WHAT IS BEING ASKED>
Write the records out once more, so that nothing differs from the original.

[Collected data]
※
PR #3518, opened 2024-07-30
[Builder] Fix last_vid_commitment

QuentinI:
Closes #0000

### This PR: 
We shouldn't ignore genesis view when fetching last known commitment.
※
RESPONSE TO THE EXERCISE>
PR #3518, opened 2024-07-30
[Builder] Fix last_vid_commitment

QuentinI:
Closes #0000

### This PR: 
We shouldn't ignore genesis view when fetching last known commitment.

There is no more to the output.